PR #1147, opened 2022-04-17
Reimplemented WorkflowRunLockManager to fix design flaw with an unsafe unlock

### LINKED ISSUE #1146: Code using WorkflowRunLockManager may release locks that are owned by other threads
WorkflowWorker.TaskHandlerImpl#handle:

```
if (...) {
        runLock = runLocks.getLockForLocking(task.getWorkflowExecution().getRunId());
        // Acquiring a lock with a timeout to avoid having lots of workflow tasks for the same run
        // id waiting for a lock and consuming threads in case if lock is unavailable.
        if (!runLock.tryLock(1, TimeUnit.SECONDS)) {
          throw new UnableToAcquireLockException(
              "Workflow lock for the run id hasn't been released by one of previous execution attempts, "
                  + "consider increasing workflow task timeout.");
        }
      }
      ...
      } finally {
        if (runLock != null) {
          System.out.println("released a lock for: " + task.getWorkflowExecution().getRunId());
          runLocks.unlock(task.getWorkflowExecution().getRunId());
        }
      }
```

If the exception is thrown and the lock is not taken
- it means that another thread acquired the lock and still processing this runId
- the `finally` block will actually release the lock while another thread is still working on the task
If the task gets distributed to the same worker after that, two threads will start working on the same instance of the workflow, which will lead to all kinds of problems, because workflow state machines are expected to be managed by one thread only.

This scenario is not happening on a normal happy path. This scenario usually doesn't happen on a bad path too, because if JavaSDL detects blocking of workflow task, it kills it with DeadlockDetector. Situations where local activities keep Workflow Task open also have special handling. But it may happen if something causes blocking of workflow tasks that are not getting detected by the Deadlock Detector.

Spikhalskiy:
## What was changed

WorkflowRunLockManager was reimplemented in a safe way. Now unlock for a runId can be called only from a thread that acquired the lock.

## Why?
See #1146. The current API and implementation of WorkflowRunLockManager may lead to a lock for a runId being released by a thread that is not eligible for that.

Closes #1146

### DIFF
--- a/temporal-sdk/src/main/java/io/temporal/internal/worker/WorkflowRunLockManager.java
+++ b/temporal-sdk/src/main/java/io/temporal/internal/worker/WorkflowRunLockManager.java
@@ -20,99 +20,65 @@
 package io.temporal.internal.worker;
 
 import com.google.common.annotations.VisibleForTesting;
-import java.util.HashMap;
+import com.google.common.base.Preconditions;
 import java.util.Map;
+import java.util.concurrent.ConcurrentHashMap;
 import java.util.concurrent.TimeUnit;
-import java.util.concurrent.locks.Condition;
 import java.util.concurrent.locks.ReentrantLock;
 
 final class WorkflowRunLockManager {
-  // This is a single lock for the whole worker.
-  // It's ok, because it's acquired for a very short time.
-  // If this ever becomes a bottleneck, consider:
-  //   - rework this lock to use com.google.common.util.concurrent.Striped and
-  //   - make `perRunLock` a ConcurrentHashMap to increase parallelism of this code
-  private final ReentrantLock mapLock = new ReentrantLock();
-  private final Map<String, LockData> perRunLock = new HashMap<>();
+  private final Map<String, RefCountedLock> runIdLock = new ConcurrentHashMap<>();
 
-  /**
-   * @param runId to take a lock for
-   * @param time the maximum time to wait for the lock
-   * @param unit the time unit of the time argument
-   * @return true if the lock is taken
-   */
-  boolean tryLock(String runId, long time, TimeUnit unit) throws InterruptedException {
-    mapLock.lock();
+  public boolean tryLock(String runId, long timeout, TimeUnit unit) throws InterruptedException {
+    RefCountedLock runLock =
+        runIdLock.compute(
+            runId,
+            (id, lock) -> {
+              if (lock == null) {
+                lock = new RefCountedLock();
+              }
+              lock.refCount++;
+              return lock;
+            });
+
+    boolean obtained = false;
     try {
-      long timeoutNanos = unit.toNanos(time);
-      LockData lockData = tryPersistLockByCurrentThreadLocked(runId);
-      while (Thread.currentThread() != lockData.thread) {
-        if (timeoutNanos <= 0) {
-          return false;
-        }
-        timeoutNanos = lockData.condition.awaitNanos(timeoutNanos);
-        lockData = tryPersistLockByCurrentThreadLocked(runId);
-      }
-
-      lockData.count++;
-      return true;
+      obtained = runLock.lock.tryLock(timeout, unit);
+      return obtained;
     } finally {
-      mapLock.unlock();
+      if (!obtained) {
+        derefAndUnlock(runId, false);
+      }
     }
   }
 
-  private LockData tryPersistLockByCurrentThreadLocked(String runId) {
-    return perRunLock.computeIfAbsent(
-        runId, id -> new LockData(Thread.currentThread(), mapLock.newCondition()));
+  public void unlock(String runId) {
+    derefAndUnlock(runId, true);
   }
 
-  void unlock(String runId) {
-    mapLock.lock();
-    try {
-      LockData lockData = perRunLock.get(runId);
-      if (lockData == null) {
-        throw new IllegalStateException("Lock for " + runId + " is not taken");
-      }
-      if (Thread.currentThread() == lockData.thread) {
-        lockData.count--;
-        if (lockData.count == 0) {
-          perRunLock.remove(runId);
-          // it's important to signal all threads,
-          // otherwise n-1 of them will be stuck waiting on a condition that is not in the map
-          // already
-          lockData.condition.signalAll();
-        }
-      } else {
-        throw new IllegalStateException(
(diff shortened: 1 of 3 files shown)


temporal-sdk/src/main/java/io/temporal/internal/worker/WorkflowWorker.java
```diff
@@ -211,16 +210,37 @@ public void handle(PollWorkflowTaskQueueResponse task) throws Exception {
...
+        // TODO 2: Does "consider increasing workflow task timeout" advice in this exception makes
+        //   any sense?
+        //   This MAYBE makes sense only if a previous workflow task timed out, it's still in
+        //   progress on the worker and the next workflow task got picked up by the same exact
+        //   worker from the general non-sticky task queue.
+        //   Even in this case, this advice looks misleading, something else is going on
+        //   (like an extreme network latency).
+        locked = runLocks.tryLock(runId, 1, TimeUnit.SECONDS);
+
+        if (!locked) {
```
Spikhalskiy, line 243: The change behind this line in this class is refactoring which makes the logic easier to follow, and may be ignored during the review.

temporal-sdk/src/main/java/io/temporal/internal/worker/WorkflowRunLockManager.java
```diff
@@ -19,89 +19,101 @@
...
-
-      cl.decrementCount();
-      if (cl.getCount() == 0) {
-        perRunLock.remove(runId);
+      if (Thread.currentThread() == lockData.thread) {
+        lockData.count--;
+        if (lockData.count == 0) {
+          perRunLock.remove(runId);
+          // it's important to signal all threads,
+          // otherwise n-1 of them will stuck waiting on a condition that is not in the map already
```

────────

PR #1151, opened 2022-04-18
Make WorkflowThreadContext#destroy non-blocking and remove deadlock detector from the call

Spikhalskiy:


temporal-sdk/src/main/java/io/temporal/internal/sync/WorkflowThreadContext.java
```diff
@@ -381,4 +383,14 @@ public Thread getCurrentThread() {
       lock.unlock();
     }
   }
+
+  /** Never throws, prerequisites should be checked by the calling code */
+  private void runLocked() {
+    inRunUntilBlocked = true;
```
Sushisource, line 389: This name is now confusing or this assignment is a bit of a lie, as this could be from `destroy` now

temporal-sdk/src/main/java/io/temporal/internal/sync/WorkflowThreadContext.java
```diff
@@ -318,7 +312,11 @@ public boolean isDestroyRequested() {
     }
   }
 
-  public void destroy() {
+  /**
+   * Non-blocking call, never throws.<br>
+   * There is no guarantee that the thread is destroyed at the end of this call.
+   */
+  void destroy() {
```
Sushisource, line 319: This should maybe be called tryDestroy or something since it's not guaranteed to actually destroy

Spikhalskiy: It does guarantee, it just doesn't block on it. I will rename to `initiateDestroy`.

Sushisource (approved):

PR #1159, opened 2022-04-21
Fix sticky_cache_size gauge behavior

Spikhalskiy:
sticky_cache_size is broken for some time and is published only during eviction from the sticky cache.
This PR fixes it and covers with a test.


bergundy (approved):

────────

Exercise goal: Copy out every line from the material above where the string "which" turns up.

Answer to this exercise:
If the task gets distributed to the same worker after that, two threads will start working on the same instance of the workflow, which will lead to all kinds of problems, because workflow state machines are expected to be managed by one thread only.
Spikhalskiy, line 243: The change behind this line in this class is refactoring which makes the logic easier to follow, and may be ignored during the review.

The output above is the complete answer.